Chávez y su comando no dan pié con bola. Nada de lo que hacen parece salirles bien. Es que el miedo es muy mal estratega.
Unas semanas atrás, Hugo Chávez se creía invencible. Amenazaba con perpetuarse en el poder si nadie salía a legitimarle un triunfo que él creía seguro. Sus contendores le parecían tan poca cosa que escogió a Bush como contrafigura. El Gulliver de Sabaneta no quería medirse con liliputienses.
Chávez se creía indispensable. Dueño de la voluntad de los venezolanos. Amo de los barrios. Propietario del futuro del país. Ungido de los dioses.
El descontento del país, mientras tanto, había venido creciendo sin brújula. La rabia se empozaba en las conversaciones de sobremesa. La frustración corría sin cauce. La resistencia desordenada no hacía mella.
Las cosas empezaron a cambiar cuando un zulianito animoso le alborotó el avispero. Manuel Rosales empezó a aguarle la fiesta. A llenarle las calles. A alinear voluntades. A señalar caminos.
Empezó por metérsele en los barrios, enfrentando a las pandillas entrenadas por el gobierno para quebrar entusiasmos. Pero Rosales no se arredró. Demostró guáramo como tiene que demostrarse: en esas pequeñas acciones cotidianas (no en ampulosas declaraciones antiimperialistas).

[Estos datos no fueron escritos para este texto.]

PR #1529, opened 2018-12-18
Add -b flag to enable-service-access command

nmaslarski:
Since the CC has recently changed to allow the same broker to be
registered multiple times, it is possible to there to be naming
collisions on service offerings.

The -b flag allows the CLI to search for a service by name within the
context of a particular broker, allowing for disambiguation.

More context here: https://www.pivotaltracker.com/story/show/162726522 and in the linked stories.

Best,
@nmaslarski 
on Behalf of SAPI team

### DIFF
--- a/actor/actionerror/duplicate_service_error.go
+++ b/actor/actionerror/duplicate_service_error.go
@@ -1,0 +1,11 @@
+package actionerror
+
+import "fmt"
+
+type DuplicateServiceError struct {
+	Name string
+}
+
+func (e DuplicateServiceError) Error() string {
+	return fmt.Sprintf("Service '%s' is provided by multiple service brokers.", e.Name)
+}
--- a/integration/shared/isolated/enable_service_access_command_test.go
+++ b/integration/shared/isolated/enable_service_access_command_test.go
@@ -1,6 +1,7 @@
 package isolated
 
 import (
+	"code.cloudfoundry.org/cli/api/cloudcontroller/ccversion"
 	"code.cloudfoundry.org/cli/integration/helpers"
 	. "github.com/onsi/ginkgo"
 	. "github.com/onsi/gomega"
@@ -18,6 +19,7 @@ var _ = Describe("enable service access command", func() {
 				Eventually(session).Should(Say("USAGE:"))
 				Eventually(session).Should(Say("\\s+cf enable-service-access SERVICE \\[-p PLAN\\] \\[-o ORG\\]"))
 				Eventually(session).Should(Say("OPTIONS:"))
+				Eventually(session).ShouldNot(Say("\\s+\\-b\\s+Enable access to a service from a specific service broker"))
 				Eventually(session).Should(Say("\\s+\\-o\\s+Enable access for a specified organization"))
 				Eventually(session).Should(Say("\\s+\\-p\\s+Enable access to a specified service plan"))
 				Eventually(session).Should(Say("SEE ALSO:"))
@@ -36,6 +38,7 @@ var _ = Describe("enable service access command", func() {
 			Eventually(session).Should(Say("USAGE:"))
 			Eventually(session).Should(Say("\\s+cf enable-service-access SERVICE \\[-p PLAN\\] \\[-o ORG\\]"))
 			Eventually(session).Should(Say("OPTIONS:"))
+			Eventually(session).ShouldNot(Say("\\s+\\-b\\s+Enable access to a service from a specific service broker"))
 			Eventually(session).Should(Say("\\s+\\-o\\s+Enable access for a specified organization"))
 			Eventually(session).Should(Say("\\s+\\-p\\s+Enable access to a specified service plan"))
 			Eventually(session).Should(Say("SEE ALSO:"))
@@ -54,6 +57,7 @@ var _ = Describe("enable service access command", func() {
 			Eventually(session).Should(Say("USAGE:"))
 			Eventually(session).Should(Say("\\s+cf enable-service-access SERVICE \\[-p PLAN\\] \\[-o ORG\\]"))
 			Eventually(session).Should(Say("OPTIONS:"))
+			Eventually(session).ShouldNot(Say("\\s+\\-b\\s+Enable access to a service from a specific service broker"))
 			Eventually(session).Should(Say("\\s+\\-o\\s+Enable access for a specified organization"))
 			Eventually(session).Should(Say("\\s+\\-p\\s+Enable access to a specified service plan"))
 			Eventually(session).Should(Say("SEE ALSO:"))
@@ -124,12 +128,13 @@ var _ = Describe("enable service access command", func() {
 
 		Context("a service broker is registered", func() {
 			var (
-				orgName     string
-				spaceName   string
-				domain      string
-				service     string
-				servicePlan string
-				broker      helpers.ServiceBroker
+				orgName      string
+				spaceName    string
+				domain       string
+				service      string
+				servicePlan  string
+				broker       helpers.ServiceBroker
+				secondBroker helpers.ServiceBroker
 			)
 
 			BeforeEach(func() {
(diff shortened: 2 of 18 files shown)


actor/actionerror/duplicate_service_error.go
```diff
@@ -0,0 +1,11 @@
+package actionerror
+
+import "fmt"
+
+type DuplicateServiceError struct {
+	Name string
+}
+
+func (e DuplicateServiceError) Error() string {
```
jenspinney: Am I understanding correctly that a command that would have previously succeeded will now throw an error? (in the case where a user currently has two brokers providing the same service) 

I know we've talked about this before, but I want to be really explicit about this. If we decide to make a breaking change, I think we should call out why we think it's the right decision to make.

nmaslarski: Yes it is a breaking change, but we don't completely understand what `call out` means.
Do you think we should send a mail to `cf-dev`, or discuss it more with the cli team, or maybe somehow add it to the release notes?

jenspinney: I guess I mean I would've expected it to be mentioned in the PR description with a discussion of the reasoning behind the decision. But here is fine too. I think whenever we make a breaking change, we should be aware of what the impact will be to people we break and why it's worth doing anyway. I don't want any breaks to slip through without the PM (for example) being aware of it.

Any write up you provide could be integrated into our release notes.

abbyachau: Hi @laurzca @nmaslarski I'm not aware of (or may have missed) a breaking change to support this feature. Please could you point out where this was communicated to us in the feature narrative so that I can track?

laurzca: Hey friends @abbyachau @jenspinney:

1.) We don't think this is a breaking change. Before this feature, it was not possible to register two service brokers exposing services with the same name, so it is very unlikely that a user would have encountered this scenario. 
2.) In the very unlikely situation that they did register two brokers exposing services with the same service name, then `cf create-service` would actually provision a service using seemingly random behavior: users are not asked which service from _which broker_ to provision. The user would struggle to tell which one of the services they had actually provisioned. 
3.) Without this commit, users are going to end up encountering the situation in point 2 above, which defeats the purpose of allowing them to register the same service name from two different brokers. If we view this as one track of work, then we are not introducing a breaking change.

jenspinney: Hi @laurzca and other SAPIans,

I'm numbering my responses to line up with yours :)
1) I don't think it's so unlikely that there are Cloud Foundries in use now where people have registered different brokers with the same service name. This feature was released in CAPI [1.71](https://github.com/cloudfoundry/capi-release/releases/tag/1.71.0) (cf deployment [5.4.0](https://github.com/cloudfoundry/cf-deployment/releases/tag/v5.4.0)). People may have done this without even realizing it (this is especially true when space-scoped services get involved). Even if a breaking change isn't very likely, I think it's better to say "This is a breaking change, but we don't think the pain will be very bad" or "the risk of people hitting it is low" than to say it isn't a breaking change.

2) I wouldn't characterize it as "very unlikely" that people today have multiple brokers providing services with the same name (it's so easy to do, people may not realize they're doing it). But I agree this breaking change for `cf enable-service-access` is very unlikely, particulary because it's a command that isn't used very often. And yes, the existing behavior with the randomness is very strange and undesirable. But fixing that underiable behavior is a breaking change. Imagine someone has a script running in CI that for some (odd?) reason runs `cf enable-service-access`, does some provisioning and other one-off stuff, then calls `cf disable-service-access` at the end of the script. Imagine that outside of CI, someone has now created a broker with a service of the same name. The script may continue to work exactly as before if they get "lucky" with the way the CC database is ordering the service brokers. The script happily continues in CI, with no apparent difference. This PR will cause that script to now fail.

3)  "If we view this as one track of work, then we are not introducing a breaking change." I think it doesn't really matter how we view it; I think what matters for breaking change is whether people will actually feel the pain or not. If someone's day is ruined because of a breaking change, it doesn't really make them feel better if we say it was all one track of work. My point here is just that we should consider the amount of pain someone will feel if they are affected by this and weigh it against the chance of that occuring as well as the benefits of making the change.

Ultimately what I'm really driving at with all this fuss is two things: 1) It's a lot more user-friendly if we can include information about this in the CLI release notes so folks aren't totally lost if they get hit by this and 2) for the future we can often avoid introducing any kind of breaking change by considering the order that we change things in, and I think we have an opportunity to learn from this.

jenspinney: I agree that running into this breaking change is unlikely, and I think we should definltey do it. (What I was disagreeing with above was whether it's likely or not that people today have service brokers with the same name; I do think that's likely.)

For the ordering of work -- if we had first changed the CLI to return an error if more than one matching service is found (instead of just picking the first one) before the loosening was done on the CC, then I think we could have done this without introducing a breaking change.

abbyachau: Hi all, we can't introduce a breaking change to the CLI without bumping to a major version, which we don't plan on doing just to support this feature. I don't have the full picture, it might help if we mapped out the CLI user workflow but it'll be good to discuss a few different options on how to move forward.

williammartin:
I've just rebased this on master, fixed a merge conflict and force pushed the contentious behaviour that we agreed upon back for review. Since we rebased a bunch and I resolved a merge conflict, I also kicked off our CI (https://ci.sapi.cf-app.com/teams/main/pipelines/spikecline). If this is green in an hour or two everything should be good to go. Thanks!

abbyachau:
Hi @laurzca @williammartin if there is only one service with an associated broker name and a user runs this command, what occurs?

williammartin:
@abbyachau Just going to restate your question as I understand. I think you are asking, if I do:

```
cf create-service service plan my-service-name
```

And the `service` is only offered by one broker, what is the behaviour?

There should be no change to this behaviour, you should get an instance of `service`. We only require `-b` for disambiguation if there are two brokers offering a service of the same name.

williammartin:
Looks like this has another merge conflict to fix up now :)

integration/shared/isolated/enable_service_access_command_test.go
```diff
@@ -190,6 +194,65 @@ var _ = Describe("enable service access command", func() {
 				})
 			})
 
+			When("two services with the same name are registered", func() {
```
tjvman: This `When` block should only be run when the targeted API version supports registering multiple services with the same name.

williammartin:
Hi @tjvman - we added that skip version check as requested. (While we were in the code, we also renamed a minimum version constant to refer to multi-service registration, as we feel that more generically describes the feature.)

integration/shared/isolated/marketplace_command_test.go
```diff
@@ -171,9 +171,9 @@ var _ = Describe("marketplace command", func() {
 						})
 					})
 
-					When("cc api version >= 2.125.0", func() {
+					When("CC API returns broker names in response", func() {
 						BeforeEach(func() {
-							helpers.SkipIfVersionLessThan(ccversion.MinVersionServiceBrokerNameV2)
+							helpers.SkipIfVersionAtLeast(ccversion.MinVersionMultiServiceRegistrationV2)
```
Ema93sh: This test currently fails in our legacy environment. I am not sure if this change from `SkipIfVersionLessThan` to `SkipIfVersionAtLeast` was intentional or not. The reason for the test failure is that for version below `2.125.0`, the api does not support broker name (This field `broker.Name` is empty) but the current implementation relies on this being available.

williammartin: This change was just brain not working correctly when thinking about the `When` and the `Skip`. I thought it would read correctly this way but actually flipped the conditions. I've changed the conditions back and I think it should be good now?

williammartin:
Hey folks, I know you've been on holiday and you've been great at reviewing so this is not intended as me chasing, just saying, it would be great if we could get this merged in today to unblock multi-service-registration. It's definitely the highest priority PR on our side.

Rosales se negó a jugar con las cartas de Chávez. No respondió insultos ni acusaciones tendenciosas. No dejó que el chavismo le fijara la agenda. No perdió tiempo espantando moscas. Y la gente fue agarrando el paso.
Alzado el vuelo, Rosales y su equipo empezaron a jugar duro. A denunciar y proponer, con un discurso agresivo pero respetuoso. A Chávez le cuesta bregar con la decencia. Perdió la iniciativa. Simplemente reacciona. Se limita a embestir, siguiendo el trapo. Rosales lo está toreando.
El triunfalismo oficialista le dio paso al miedo. Miedo de que los barrios no sean suyos (y por eso las agresiones). Miedo de que los programas de Rosales enamoren (y por eso las ridículas denuncias de discriminación). Miedo de que la gente pierda el miedo (y por eso las amenazas del “si te atreves te arrepentirás”)
El propio Chávez empezó a ladrar retrocediendo y con el rabo entre las piernas. La gente ya conoce esos ladridos… Después quiso inspirar lástima, anunciando el enésimo intento de magnicidio. Pero a la gente lo que le causó fue risa.
Ni pedradas, ni denuncias, ni amenazas, ni ladridos ni quejidos han logrado detener el deslave. Y el desesperado parlachín ha tendido que recurrir a su último cartucho: la sensiblería ramplona.
Ahora el sepulturero del capitalismo mendiga amor en forma de votos. El verdugo del imperialismo se arrodilla para pedir otra oportunidad. El campeón de la guerra asimétrica, el protector del terrorismo internacional, el delfín de Fidel Castro… implora amor. ¡Cosa más ridícula! ¡Jumento eructando flores!
Ahora resulta que el tipo cambió a Carlos Marx por Corín Tellado. Ahora resulta que el tipo nos ama. Como si el amor fuera cuestión de declaraciones y no de acciones. Nadie cree en esos maquillajes de última hora.
Chávez y su comando no dan pié con bola. Nada de lo que hacen parece salirles bien. Es que el miedo es muy mal estratega.